───── Data for this exercise ─────

PR #3671, opened 2026-02-20
chore: Move iOS runners to macos-26-xlarge instances

kmichalikk:
## Description

This PR moves iOS workflows to `macos-26-xlarge` runners to see if they are more reliable

## Changes

Updated `runs-on` on iOS workflows

## Checklist

- [ ] Ensured that CI passes

### DIFF
--- a/.github/workflows/lint.yml
+++ b/.github/workflows/lint.yml
@@ -30,7 +30,7 @@ jobs:
       - name: Check types
         run: yarn check-types
   lint-ios:
-    runs-on: macos-26-xlarge
+    runs-on: macos-26
     concurrency:
       group: install-and-lint-ios-${{ github.ref }}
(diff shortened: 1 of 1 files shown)


.github/workflows/lint.yml
```diff
@@ -30,7 +30,7 @@ jobs:
       - name: Check types
         run: yarn check-types
   lint-ios:
-    runs-on: macos-15
+    runs-on: macos-26-xlarge
```
kkafar: Let's swap to 26, but we do not need large instance here. It takes like a minute to run anyway.

.github/workflows/ios-build-test.yml
kkafar, line 1: This workflow no longer exists. Let's rebase.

─────

Work to complete -> Filter the records above, keeping each line that contains the word "runners".

Response area ->
chore: Move iOS runners to macos-26-xlarge instances
This PR moves iOS workflows to `macos-26-xlarge` runners to see if they are more reliable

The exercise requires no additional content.